AYOJAKARTA.COM -- Vivo, salah satu produsen smartphone terkemuka asal China, dikabarkan sedang mempersiapkan langkah strategis baru.
Langkah strategis baru yang dinanti-nanti ini yakni dengan meluncurkan sub-brand bernama Jovi pada tahun 2025.
Langkah ini menarik perhatian industri smartphone global, mengingat Jovi sebelumnya dikenal sebagai nama asisten AI yang telah menjadi bagian integral dari ekosistem Vivo.
Baca Juga: Asyik! Kini Pengguna Bisa Ngobrol Sama Meta AI di WhatsApp, Pilih Suara Favoritmu Juga
Keputusan untuk mengembangkan Jovi menjadi sub-brand independen menunjukkan ambisi Vivo untuk memperluas jangkauan pasar mereka.
Mengikuti jejak sukses produsen smartphone China lainnya seperti Xiaomi dengan Redmi dan Poco, serta BBK Electronics dengan realme.
Kesamaan nomor model ini memunculkan spekulasi bahwa strategi awal Jovi kemungkinan akan fokus pada rebranding perangkat Vivo yang sudah ada, namun dengan target pasar yang berbeda.
Pendekatan ini bisa dilihat sebagai strategi yang cerdas, dimana Vivo dapat menguji penerimaan pasar terhadap brand baru ini dengan risiko pengembangan yang minimal.

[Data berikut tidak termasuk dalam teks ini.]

PR #1122, opened 2026-06-06
Add builds for Debain forky, a.k.a. testing

lpsinger:


yosifkit:
While we will add Debian Forky-based images eventually, it will not be until its release (https://www.debian.org/releases/). There isn't a release date yet, but it'll likely be sometime in June-August 2027.

tianon:
For users who want to test Forky sooner, doing something like `--build-context debian:trixie-slim=docker-image://debian:forky-slim` (or `--build-context buildpack-deps:trixie=docker-image://buildpack-deps:forky`, as appropriate) while building the images should mostly just work.

Issue #1112, opened 2026-02-20
Rebuild Request: `python:3.10-alpine` — CVE-2026-23949 & CVE-2026-24049 (HIGH/CRITICAL)


tpickle-py:
### Summary

The current `python:3.10-alpine` image ships with outdated versions of `jaraco.context` and `wheel` that contain known, **fixed** vulnerabilities. A rebuild is needed to pick up the patched versions.

Both CVEs have fixed versions available and this should be resolved by a simple image rebuild.

---

### Affected Image

`python:3.10-alpine`

---

### Vulnerabilities

| Library | CVE | Severity | Installed Version | Fixed Version | Description |
|---|---|---|---|---|---|
| `jaraco.context` | CVE-2026-23949 | HIGH | 5.3.0 | 6.1.0 | Path traversal via malicious tar archives |
| `wheel` | CVE-2026-24049 | HIGH | 0.45.1 | 0.46.2 | Privilege escalation or arbitrary code execution via malicious wheel file |

References:
- https://avd.aquasec.com/nvd/cve-2026-23949
- https://avd.aquasec.com/nvd/cve-2026-24049

---

### Impact

These vulnerabilities are being flagged as **Critical** by JFrog Xray, blocking our CI/CD pipeline builds. The fixes are already available upstream — this requires only an image rebuild to pull in the updated package versions.

---

yosifkit:
`setuptools` already is newer than `66.0.0`:
```
$ docker run -it --rm python:3.10-alpine sh
Unable to find image 'python:3.10-alpine' locally
3.10-alpine: Pulling from library/python
530a9815c71f: Pull complete
fef6c4afe209: Pull complete
2ab2d1657c36: Pull complete
9f932b89ad4c: Download complete
2491ffd62a71: Download complete
Digest: sha256:b974a5de91b4ac6da8313502cd5bfe65c499e390d32658e1f2deea26fa5afb14
Status: Downloaded newer image for python:3.10-alpine
/ # pip list
Package    Version
---------- -------
pip        23.0.1
setuptools 79.0.1
wheel      0.45.1
```

[...]

PR #1124, opened 2026-06-15
Pinning wheel at version 0.46.3

caheinz2:
wheel <= 0.46.1 currently has a high severity CVE, and the version pinned in this repo is affected. The pin was originally due to wheel 0.46.0 removing `bdist_wheel`, but it was [later re-added in 0.46.2](https://wheel.readthedocs.io/en/stable/news.html), with a related fix in 0.46.3. Would it be possible to pin at 0.46.3 now, since the version fixes the CVE and won't break earlier versions of setuptools?

Related issues:
[CVE-2026-24049 for wheel <=0.46.1](https://github.com/docker-library/python/issues/1112)
[wheel 0.46.0 release had breaking changes](https://github.com/docker-library/python/issues/1023)

### DIFF
--- a/3.10/alpine3.23/Dockerfile
+++ b/3.10/alpine3.23/Dockerfile
@@ -123,8 +123,7 @@ RUN set -eux; \
 		--no-cache-dir \
 		--no-compile \
 		'setuptools==79.0.1' \
-		# https://github.com/docker-library/python/issues/1023
-		'wheel<0.46' \
+		'wheel==0.46.3' \
 	; \
 	pip3 --version
 
--- a/3.10/alpine3.24/Dockerfile
+++ b/3.10/alpine3.24/Dockerfile
@@ -123,8 +123,7 @@ RUN set -eux; \
 		--no-cache-dir \
 		--no-compile \
 		'setuptools==79.0.1' \
-		# https://github.com/docker-library/python/issues/1023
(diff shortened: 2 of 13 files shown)


caheinz2:
Hey thanks for taking a look at this PR.

I realize that bumping setuptools was an approach that was discussed in the past and would diverge from the `ensurepip` matching strategy. 

I mainly wanted to open this PR because wheel re-added the functionality they previously removed, and I wasn't sure if you all were aware. Unfortunately, just bumping wheel doesn't remove the CVE finding, because setuptools also bundles wheel at an earlier version. I'm not seeing a way to remove the CVE finding without bumping setuptools, but that still may not be acceptable in this repo. I'm happy to close this PR or take another approach if needed, this might not be the right place to bump these versions. Let me know either way!

versions.json
```diff
@@ -25,7 +25,7 @@
       }
     },
     "setuptools": {
-      "version": "79.0.1"
+      "version": "81.0.0"
```
tianon: Bumping setuptools is a no-go, but the wheel bump is probably fine?

caheinz2: Yeah fair enough - I'll revert the setuptools bump.

tianon (approved):

yosifkit (approved):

Smabil membangun identitas dan positioning yang berbeda untuk Jovi di pasar smartphone yang semakin kompetitif.
Transformasi Jovi dari sekadar asisten AI menjadi sub-brand smartphone merupakan langkah strategis yang menunjukkan bagaimana Vivo beradaptasi dengan dinamika pasar.
Dengan menggunakan nama yang sudah familiar di kalangan pengguna Vivo, Jovi memiliki keuntungan awal dalam hal brand recognition.
Meskipun detail lengkap tentang positioning dan target pasar Jovi masih belum diungkapkan.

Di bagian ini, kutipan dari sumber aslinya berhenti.